The good thing is you don’t need to spend another decade learning the ins and outs of real estate to become a successful investor. You can leverage others who do this for a living and know their way around the industry.
Leveraging other people’s knowledge and expertise can be your greatest asset in building wealth that fast-tracks you to achieving your financial objectives. You’re tapping into the goldmine of industry experience without having to go through the entire process yourself.
#3 It’s Truly Hands Off
It’s true; nothing in this world is for free. You have to pay to have someone working for you to create income. However, after putting in a bit of your time and effort up front to do the proper due diligence, the rest of your passive investing experience consists of reading updates, checking for deposits, and handing off tax forms to your accountant.
With passive investing, you’re able to own a piece of a physical asset without doing any of the effort yourself to acquire, build, manage, and sell it.
I like to say you can get 80% of the benefits of investing in real estate with 1% of the effort.
#4 Ability to Start Small
If you wish to acquire a decent rental property on your own, the odds are you’re going to have to put in hundreds of thousands of dollars and sign on to a large loan. The capital commitment for one property can be significant.
However, it’s possible to invest in passive real estate for much smaller amounts. My first investment was a $5,000 investment, and still to this day, I’ll make $25,000 and $50,000 payments in projects I believe in.
These smaller check sizes allow me to diversify my holdings and participate in deals all over the country with different sponsors. I’m able to partner with experts in the industry for a fraction of what I’ve had to invest to buy an out-of-state apartment on my own.

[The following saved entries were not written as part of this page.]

PR #1365, opened 2023-05-31
Parallelize the entrypoint computation in ReachableResources

josephschorr:
This brings some parallelism back that was lost during the switch to support cursors

We run each entrypoint in parallel, with the later branches being streamed to in-memory collections that are published in the correct order

### DIFF
--- a/internal/dispatch/stream.go
+++ b/internal/dispatch/stream.go
@@ -3,6 +3,7 @@ package dispatch
 import (
 	"context"
 	"sync"
+	"sync/atomic"
 
 	grpc "google.golang.org/grpc"
 )
@@ -146,8 +147,41 @@ func (s *HandlingDispatchStream[T]) Context() context.Context {
 	return s.ctx
 }
 
+// CountingDispatchStream is a dispatch stream that counts the number of items published.
+// It uses an internal atomic int to ensure it is thread safe.
+type CountingDispatchStream[T any] struct {
+	Stream Stream[T]
+	count  *atomic.Uint64
+}
+
+func NewCountingDispatchStream[T any](wrapped Stream[T]) *CountingDispatchStream[T] {
+	return &CountingDispatchStream[T]{
+		Stream: wrapped,
+		count:  &atomic.Uint64{},
+	}
+}
+
+func (s *CountingDispatchStream[T]) PublishedCount() uint64 {
+	return s.count.Load()
+}
+
+func (s *CountingDispatchStream[T]) Publish(result T) error {
+	err := s.Stream.Publish(result)
+	if err != nil {
+		return err
+	}
+
+	s.count.Add(1)
+	return nil
+}
+
+func (s *CountingDispatchStream[T]) Context() context.Context {
+	return s.Stream.Context()
+}
+
 // Ensure the streams implement the interface.
 var (
 	_ Stream[any] = &CollectingDispatchStream[any]{}
 	_ Stream[any] = &WrappedDispatchStream[any]{}
+	_ Stream[any] = &CountingDispatchStream[any]{}
 )
--- a/internal/graph/cursors.go
+++ b/internal/graph/cursors.go
@@ -1,10 +1,14 @@
 package graph
 
 import (
+	"context"
+	"errors"
 	"strconv"
+	"sync"
 
 	"golang.org/x/exp/slices"
 
+	"github.com/authzed/spicedb/internal/dispatch"
 	"github.com/authzed/spicedb/pkg/datastore"
 	"github.com/authzed/spicedb/pkg/datastore/options"
 	v1 "github.com/authzed/spicedb/pkg/proto/dispatch/v1"
@@ -54,6 +58,16 @@ func (ci cursorInformation) responsePartialCursor() *v1.Cursor {
 		AtRevision: ci.revision.String(),
 		Sections:   ci.outgoingCursorSections,
 	}
+}
+
+func (ci cursorInformation) withClonedLimits(ctx context.Context) (cursorInformation, context.Context) {
+	cloned, ctx := ci.limits.clone(ctx)
+	return cursorInformation{
+		currentCursor:          ci.currentCursor,
+		outgoingCursorSections: ci.outgoingCursorSections,
+		limits:                 cloned,
+		revision:               ci.revision,
+	}, ctx
 }
 
 // hasHeadSection returns true if the current cursor has the given name as the prefix of the cursor.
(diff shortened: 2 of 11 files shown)


internal/dispatch/stream.go
```diff
@@ -146,8 +146,47 @@ func (s *HandlingDispatchStream[T]) Context() context.Context {
 	return s.ctx
 }
 
+// CountingDispatchStream is a dispatch stream that counts the number of items published.
+// It uses an internal mutex to ensure it is thread safe.
+type CountingDispatchStream[T any] struct {
+	Stream Stream[T]
+	count  uint64
```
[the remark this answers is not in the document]
josephschorr: Good idea

internal/graph/preloadedtaskrunner.go
```diff
@@ -84,8 +99,9 @@ func (tr *preloadedTaskRunner) runner() {
 			// Run the task. If an error occurs, store it and cancel any further tasks.
 			err := task(tr.ctx)
 			if err != nil {
-				tr.cancel()
+				tr.storeErrorAndCancel(err)
 			}
+			tr.wg.Done()
```
ecordell, line 104: can't `startAndWait` deadlock if the task errors and we don't call done here?

internal/graph/preloadedtaskrunner.go
```diff
@@ -102,3 +118,31 @@ func (tr *preloadedTaskRunner) selectTask() TaskFunc {
...
+	}
+
+	for {
+		if len(tr.tasks) == 0 {
+			break
+		}
+
+		tr.tasks = tr.tasks[1:]
+		tr.wg.Done()
+	}
```
ecordell, line 147: I didn't think reslicing like this released the underlying array values until you re-assign over the same index?

maybe something like this?

```suggestion
    for i := 0; i < len(tr.tasks); i++ {
        tr.wg.Done()
    }
    tr.tasks = make([]TaskFunc, 0, len(tr.tasks))
```

internal/graph/cursors_test.go
```diff
@@ -212,3 +213,99 @@ func TestCombineCursorsWithNil(t *testing.T) {
...
+	items := []int{10, 20, 30, 40, 50}
+	parentStream := dispatch.NewCollectingDispatchStream[int](context.Background())
+	err = withParallelizedStreamingIterableInCursor[int, int](
+		context.Background(),
+		ci,
+		"iter",
+		items,
+		parentStream,
+		2,
+		func(ctx context.Context, cc cursorInformation, item int, stream dispatch.Stream[int]) error {
```
ecordell, line 236: nothing in the tests is currently asserting that there actually is concurrency compared to the old implementation

what about recording start/stop times for each runner and asserting overlap? or have the runners increment a shared counter on entry, decrement on exit, and assert the high watermark of 2?

internal/graph/cursors.go
```diff
@@ -310,3 +324,197 @@ func combineCursors(cursor *v1.Cursor, toAdd *v1.Cursor) (*v1.Cursor, error) {
...
+			if err != nil {
+				return err
+			}
+
+			return stream.completedTaskIndex(taskIndex)
+		})
+	}
+
+	// NOTE: since branches can be canceled if they have reached limits, the context Canceled error is ignored here.
+	if err := tr.startAndWait(); !errors.Is(err, context.Canceled) {
```
ecordell, line 399: but they'll also return canceled if the parent context is canceled right? and in that case we do want to return

internal/graph/cursors.go
```diff
@@ -310,3 +324,197 @@ func combineCursors(cursor *v1.Cursor, toAdd *v1.Cursor) (*v1.Cursor, error) {
...
+			// Remove the already emitted data from the overall limits.
+			done, err := ls.ci.limits.markAlreadyPublished(uint32(ls.countingStream.PublishedCount()))
+			if err != nil {
+				return err
+			}
+
+			defer done()
+		} else {
+			// Publish the results from the collected results of the child to the parent stream, in the correct order.
+			childStream := ls.childStreams[ls.toEmitIndex]
```
ecordell, line 501: I don't think this needs to be solved now, but it would be neat if we could do some sort of hybrid between the dispatch stream and the collecting stream.

If the first branch is totally done and the second branch is "halfway" done, we could just start streaming results out of the second branch.

i.e. treat the collecting stream like a buffer and not an aggregator

internal/graph/lookupresources.go
```diff
@@ -57,7 +57,7 @@ func (cl *CursoredLookupResources) LookupResources(
 
 		// Create a new handling stream that consumes the reachable resources results and publishes them
 		// as found resources if they are properly checked.
-		rrStream := dispatch.NewHandlingDispatchStream(ctx, func(result *v1.DispatchReachableResourcesResponse) error {
+		rrStream := dispatch.NewHandlingDispatchStream(withCancel, func(result *v1.DispatchReachableResourcesResponse) error {
```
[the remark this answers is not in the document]
josephschorr: a good idea; I'll add it to the linter list of ideas

internal/graph/limits.go
```diff
@@ -23,6 +25,16 @@ func newLimitTracker(ctx context.Context, optionalLimit uint32) (*limitTracker,
 	}, withCancel
 }
 
+// clone creates a copy of the limitTracker, inheriting the current limit.
+func (lt *limitTracker) clone(ctx context.Context) (*limitTracker, context.Context) {
+	withCancel, cancel := context.WithCancel(ctx)
```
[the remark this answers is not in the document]
josephschorr: yep; it will cancel the parent `ctx` as well

internal/graph/preloadedtaskrunner.go
josephschorr: the conditional falls through on error

internal/graph/cursors_test.go
josephschorr: I don't think we need to assert parallelism; so long as it is correct, the parallelism is just a bonus for performance

internal/graph/cursors.go
josephschorr: that'll be handled at the parent call site though

internal/graph/cursors.go
josephschorr: Yeah, that was my original idea but it adds even more complexity to the system, so I figured we'd just do it this way now

internal/graph/cursors_test.go
ecordell: sure, but behavior-wise there's really nothing to distinguish the changes in this PR from the existing implementation. maybe a benchmark?

internal/graph/cursors.go
```diff
@@ -310,3 +324,197 @@ func combineCursors(cursor *v1.Cursor, toAdd *v1.Cursor) (*v1.Cursor, error) {
...
+}
+
+// completedTaskIndex indicates the the task at the specific index has completed successfully and that its collected
+// results should be published to the parent stream, so long as all previous tasks have been completed and published as well.
+func (ls *parallelLimitedIndexedStream[Q]) completedTaskIndex(index int) error {
+	ls.lock.Lock()
+	defer ls.lock.Unlock()
+
+	// Mark the task as completed.
+	ls.completedIndexes[index] = true
```
vroldanbet, line 477: Let's say stream 3 completes before stream 2, how's stream 3 going to emit results if it's waiting for stream 2, but stream 2 cannot be marked as completed because of the mutex being acquired by 3?

josephschorr: *stream* 3 is marked as completed; but it is not marked as published; `completed` is for the task, but publishing happens after it

internal/graph/preloadedtaskrunner.go
ecordell: but I don't think it will release the functions that are pointed to by the underlying array?

seems like a small change in exchange for free more garbage faster?

internal/graph/cursors_test.go
ecordell: if you've tested manually separate that seems fine. but it seemed easy to just add an atomic Uint and track a high water mark of concurrent processes (that would confirm concurrency and the the concurrency limit at the same time)

josephschorr: I added a test that ensures parallelism

internal/graph/cursors_test.go
```diff
@@ -212,3 +214,142 @@ func TestCombineCursorsWithNil(t *testing.T) {
...
+		5,
+		func(ctx context.Context, cc cursorInformation, item int, stream dispatch.Stream[int]) error {
+			lock.Lock()
+			encountered = append(encountered, item)
+			lock.Unlock()
+
+			return stream.Publish(item * 10)
+		})
+
+	require.Equal(t, len(expected), len(encountered))
```
ecordell, line 350: I think I'm missing how this tests concurrency?

ecordell (approved):
LGTM

internal/graph/cursors_test.go
josephschorr: `require.NotEqual(t, encountered, expected)` does so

Many of us would like to invest consistent amounts early in real estate, even when we might not have six figures saved up to invest. It’s possible when looking for passive deals.
#5 Don’t Have to Deal with the Backend Aspect
In addition to not having to deal with the two most dreaded aspects of investing in real estate—toilets and tenants—you also don’t need to worry about securing a mortgage, getting insurance, dealing with the local authorities, and so on.
I really enjoy the benefits of investing in real estate, but these other tasks and responsibilities don’t bring me joy. I’d rather not have to think of these things.
Bear in mind, active real estate investing is like running a business and all that comes with it. When done correctly, the returns can definitely reflect the time and effort put into making the investment successful.
I’m guessing that most doctors don’t want to be involved in all the paperwork. Name a doctor who loves dealing with insurance and charting. The less I have to deal with paperwork in real estate investing, the better my life is.
Final Thoughts
As I’ve mentioned before, there’s no one way to successfully invest in real estate. I keep a hybrid approach, and I know people who have built up financial freedom using both active and passive real estate.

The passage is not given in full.